Rereading Kit’s words brought him closer to her again. She realised just how much she missed his letters, missed hearing his news. Their correspondence had never been a one-way street. The letters had never been all about her.
Georgina keenly missed knowing what and how Kit was doing. Just last week her father had written to her that he’d run into Kit in York. He’d been pleased to discover that Kit spent his leave visiting cathedrals rather than going to nightclubs and equally impressed that he’d been traveling in the company of a sergeant. He’d assured her that Kit was “looking well”, yet she remembered Don saying OTU training was intense and could be dangerous. Don had also told her it was where a pilot selected his core crew and had explained the importance of crew chemistry.
Don had been willing to die for his crew, and Georgina did not doubt that they would have done the same for him. Kit had been explicit in saying he should have died in Don’s place. Now Kit had teamed up with four other young men and they were bound together by that same loyalty. How had Shakespeare worded it? We few, we happy few, we band of brothers, for he who sheds his blood with me this day, shall be my brother…. She felt a stab of sadness to think that she knew nothing about the young men who were now Kit’s ‘brothers.’ It was as though she had lost something of Kit to them, as if he had distanced himself from her.
The need to write to Kit seemed so overwhelming that Georgina tossed aside her earlier resolutions. She found some clean writing paper and yanked the top off her pen. Then she stopped herself. What was she doing? After six weeks of silence, she couldn’t just write! A letter out of the blue would only confuse and upset him at a time when he needed to concentrate on training. Just because she desperately wanted to be in touch with him was no excuse to upend his life again. What was it her father had said his letter? “Kit’s a very fine and sensitive young man, Georgina. It would not be right to toy with his emotions.”
No. The decision not to correspond with Kit had been correct. The break was necessary to protect them both from becoming more deeply attached to one another.
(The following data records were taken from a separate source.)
Issue #7407, opened 2022-09-13
Add source classpath as an optional param to load custom sources


pmbrull:
To load the source class we currently have (workflow.py)

```python
service_type: ServiceType = get_service_type_from_source_type(
    self.config.source.type
)

source_class = self.get(
    "metadata.ingestion.source.{}.{}.{}Source".format(
        service_type.name.lower(),
        self.typeClassFetch(source_type, True),
        self.typeClassFetch(source_type, False),
    )
)
```

We should allow users to load any custom class to be used as source. A possibility can be having an optional property on the source configuration `classpath`, so if `classpath` is informed, we will just run `source_class = self.get(self.config.source.classpath)`. Otherwise, we run the dynamic loading logic

harshach:
@nahuelverdugo I'll take care of the backend. Once the PR is up you can work on the ingestion side

pmbrull:
closed by https://github.com/open-metadata/OpenMetadata/pull/7419

PR #7419, opened 2022-09-13
Fix#7407: Add custom source connections for different service types

nahuelverdugo:
Part of: #7407

### Describe your changes :
These changes will allow ingesting data using custom sources. YAML example:

```yaml
source:
  type: custom_database
  serviceName: my_service
  serviceConnection:
    config:
      type: CustomDatabase
      sourcePythonClass: external.dependency.CustomSource
      config:
        param1: value1
  sourceConfig:
    config:
      type: DatabaseMetadata
sink:
  type: metadata-rest
  config: {}
workflowConfig:
  openMetadataServerConfig:
    hostPort: http://localhost:8585/api
    authProvider: no-auth
```

### Type of change :
- [x] New feature

### Checklist:

### Reviewers
@harshach


ingestion/src/metadata/ingestion/api/workflow.py
```diff
@@ -90,6 +83,16 @@ def __init__(self, config: OpenMetadataWorkflowConfig):
 
         self._retrieve_dbt_config_source_if_needed(metadata_config, service_type)
 
+        source_class = self.get(
+            self.config.source.serviceConnection.__root__.config.sourcePythonClass
+            if source_type.startswith("custom_")
```
pmbrull, line 88: do we need this check? Maybe if we just have the source path that should be enough 🤔

nahuelverdugo: We don't have the `sourcePythonClass` in all the connections, only in the custom ones. The non-custom ones must keep calculating the required python class.

pmbrull: oh you're right. Thanks

pmbrull (approved):
Thanks for preparing this, LGTM. We should also add an entry inside the Python SDK (?) to show how these would work

nahuelverdugo:
> Thanks for preparing this, LGTM. We should also add an entry inside the Python SDK (?) to show how these would work
I will create a ticket for that

nahuelverdugo:
@pmbrull created https://github.com/open-metadata/OpenMetadata/issues/7481 and https://github.com/open-metadata/OpenMetadata/issues/7480

pmbrull (approved):
Thanks for taking the time, looks great

PR #7421, opened 2022-09-13
postgres-sql-query-updated

### LINKED ISSUE #7387: Fix Postgres usage & lineage query
- In postgres usage we are filtering the same queries as in lineage. This won't work. Usage should not filter (or only filter creating users, etc)
- Revisit how we are getting the timestamp information, as looks like we are joining by database ID and losing the query start time

codingwithabhi:
### Describe your changes :

I worked on the updating sql queries for Postgres usage
fix #7387 
#
### Type of change :

- [x] Bug fix
- [x] Improvement

#
### Checklist:

#
### Reviewers
@open-metadata/ingestion

### DIFF
--- a/ingestion/src/metadata/ingestion/source/database/postgres_query_parser.py
+++ b/ingestion/src/metadata/ingestion/source/database/postgres_query_parser.py
@@ -14,7 +14,7 @@ Postgres Query parser module
 import csv
 import traceback
 from abc import ABC
-from datetime import datetime, timedelta
+from datetime import datetime
 from typing import Iterable, Optional
 
 from sqlalchemy.engine.base import Engine
@@ -64,13 +64,11 @@ class PostgresQueryParserSource(QueryParserSource, ABC):
             )
         return cls(config, metadata_config)
 
-    def get_sql_statement(self, start_time: datetime, end_time: datetime) -> str:
+    def get_sql_statement(self) -> str:
         """
         returns sql statement to fetch query logs
         """
         return self.sql_stmt.format(
-            start_time=start_time,
-            end_time=end_time,
             result_limit=self.config.sourceConfig.config.resultLimit,
             filters=self.filters,
         )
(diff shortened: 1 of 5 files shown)


ingestion/src/metadata/ingestion/source/database/postgres_query_parser.py
```diff
@@ -146,7 +146,7 @@ def process_table_query(self) -> Optional[Iterable[TableQuery]]:
                     rows = conn.execute(
                         self.get_sql_statement(
                             start_time=self.start + timedelta(days=i),
-                            end_time=self.start + timedelta(days=i + 2),
+                            end_time=self.end + timedelta(days=i),
```
ulixius9, line 149: I believe this should be `self.start` only because on the beginning of the loop we are calculating the day difference and basically traversing from start time to end time putting `self.end` will violate the logic

ulixius9:
even though postgres now supports usage and linage option adding the same via UI is not available yet, can we add `supportsLineageExtraction` and `supportsUsageExtraction` in [postgresConnection.json](https://github.com/open-metadata/OpenMetadata/blob/main/catalog-rest-service/src/main/resources/json/schema/entity/services/connections/database/postgresConnection.json)

Screenshot 2022-09-13 at 9 32 00 PM

ingestion/src/metadata/ingestion/source/database/postgres_usage.py
```diff
@@ -26,9 +26,4 @@ class PostgresUsageSource(PostgresQueryParserSource, UsageSource):
     """
 
     sql_stmt = POSTGRES_SQL_STATEMENT
-    filters = """
-                AND (
-                     NOT s.query ILIKE 'create table %% as select %%'
-                    OR   NOT s.query ILIKE  'insert %%'
-                )
-            """
```
nahuelverdugo, line 34: What is the reason for deleting this?

codingwithabhi: these queries are required for Usage.
https://github.com/open-metadata/OpenMetadata/issues/7387#issue-1370040388

ingestion/src/metadata/utils/sql_queries.py
```diff
@@ -481,9 +481,9 @@
         JOIN pg_catalog.pg_stat_activity a ON d.datname = a.datname
```
pmbrull, line 481: Can we please double-check that the JOIN logic here is correct? Looking at the results with a community user it seemed that we were getting quite old queries listed as new. cc @ulixius9

pmbrull: Based on https://www.postgresql.org/docs/current/monitoring-stats.html#MONITORING-PG-STAT-ACTIVITY-VIEW, it seems that we are picking up `pg_stats_activity` information based on `datname`, which is the Name of the database. I believe we might need to instead JOIN here by `queryid` with any related table

ulixius9: Hey @pmbrull, got a chance to review this and found that the logic of join implementation here is incorrect and regarding joining `pg_stats_activity` with `pg_stat_statements` via `queryid` is not possible because `pg_stats_activity` does not store all the query logs otherwise we would used that table itself, I've made changes in the code to remove this invalid implementation, in my brief research I found that fetching execution start time for  `pg_stat_statements` is not possible.. so this also removes the filtering on the query based on start time

OnkarVO7 (approved):

PR #16576, opened 2024-06-08
FIX - e2e test for pydantic v2

pmbrull:
### Describe your changes:

Fixes <issue-number>

I worked on ... because ...

#
### Type of change:

- [ ] Bug fix
- [ ] Improvement
- [ ] New feature
- [ ] Documentation

#
### Checklist:

### DIFF
--- a/ingestion/src/metadata/ingestion/ometa/client.py
+++ b/ingestion/src/metadata/ingestion/ometa/client.py
@@ -142,7 +142,7 @@ class REST:
             headers = {"Content-type": "application/json"}
         base_url = base_url or self._base_url
         version = api_version if api_version else self._api_version
-        url: URL = URL(base_url + version + path)
+        url: URL = URL(base_url + "/" + version + path)
         if (
             self.config.expires_in
             and datetime.datetime.utcnow().timestamp() >= self.config.expires_in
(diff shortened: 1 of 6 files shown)


ingestion/src/metadata/ingestion/ometa/client.py
```diff
@@ -142,7 +142,7 @@ def _request(
             headers = {"Content-type": "application/json"}
         base_url = base_url or self._base_url
         version = api_version if api_version else self._api_version
-        url: URL = URL(base_url + "/" + version + path)
+        url: URL = URL(base_url + version + path)
```
pmbrull, line 145: trying to fix metabase with this, since we'd be adding double `//` from `AnyUrl` strings. Not sure if it's the safest way

pmbrull: UPDATE: we'll need to fix this directly in the metabase client

ingestion/src/metadata/ingestion/source/dashboard/metabase/client.py
```diff
@@ -77,7 +77,7 @@ def __init__(
         self.config = config
         session_token = self._get_metabase_session()
         client_config: ClientConfig = ClientConfig(
-            base_url=str(self.config.hostPort),
+            base_url=str(self.config.hostPort)[:-1],  # remove trailing slash
```
IceS2, line 80: Small nitpick (Probably for future mini refactor):

We could have a function called `remove_trailing_slash` or something like that since we are doing it in many places and it'd be self describing vs commenting everywhere

IceS2 (approved):

ingestion/src/metadata/ingestion/source/dashboard/metabase/client.py
pmbrull: ye agree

It wasn’t about misleading Kit (as Fiona thought) or playing with his emotions (as her father implied). It was sheer self-defence, as Philippa had understood so well. She couldn’t deal with losing the man she loved again, so she mustn’t fall in love in the first place. She could not allow herself to feel the same way about Kit that she had felt about Don. And the only way to ensure that didn’t happen was to keep her distance — at least until the war was over. Maybe then, if he still wanted her, if he was still alive….
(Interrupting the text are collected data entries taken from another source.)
PR #16608, opened 2024-06-11
Refactor OpenLineage Integration to handle additive OpenLineage events and add official OpenLineage API endpoint

dechoma:
This pull request refactors the OpenLineage integration.
Co-authored with @mgorsk1 

The main objectives are to enable support for additive OpenLineage events (by introducing state management), add an official endpoint for the OpenLineage client, and introduce a new type of service connection that allows consuming OpenLineage events posted to the official endpoint

#### Additive OpenLineage Event Handling: 
Redesigned the connector to handle additive OpenLineage events by introducing state management

#### New Endpoint:
Added an official OpenLineage-compatible endpoint, **/api/v1/openlineage/lineage**, to receive lineage events from the official OpenLineage client. This enables official OpenLineage agents (e.g., from Trino, Spark, Flink) to deliver lineage information directly to OpenMetadata

#### New OpenLineage service connection type: 
Introduced a new type of OpenLineage connection that processes lineage information delivered by the **/api/v1/openlineage/lineage** endpoint.

#
### Type of change:

- [ ] Bug fix
- [x] Improvement
- [x] New feature
- [ ] Documentation

#
### Checklist:

### DIFF
--- a/bootstrap/sql/migrations/native/1.5.0/mysql/schemaChanges.sql
+++ b/bootstrap/sql/migrations/native/1.5.0/mysql/schemaChanges.sql
@@ -1,0 +1,28 @@
+UPDATE pipeline_service_entity
+SET json = JSON_SET(json, '$.connection.config.openlineageConnection', JSON_EXTRACT(json, '$.connection.config'))
+WHERE servicetype = 'OpenLineage';
+
+UPDATE pipeline_service_entity
+SET json = JSON_REMOVE(json,
+                       '$.connection.config.topicName',
+                       '$.connection.config.brokersUrl',
+                       '$.connection.config.poolTimeout',
+                       '$.connection.config.SSLCALocation',
+                       '$.connection.config.SSLKeyLocation',
+                       '$.connection.config.sessionTimeout',
+                       '$.connection.config.consumerOffsets',
+                       '$.connection.config.securityProtocol',
+                       '$.connection.config.consumerGroupName',
+                       '$.connection.config.SSLCertificateLocation',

She made herself return the bundle of Kit’s letters to the lower drawer, berating herself mentally: “Focus on your profession, G. You’re failing as a teacher. You can’t maintain discipline in the classroom. Your pupils lie to you for fun. You are likely to get a bad assessment. You can’t afford to start up a hazardous relationship. It’s time for you to concentrate on your own life and your own goals. How are you going to turn things around here at Kirkby Grange?”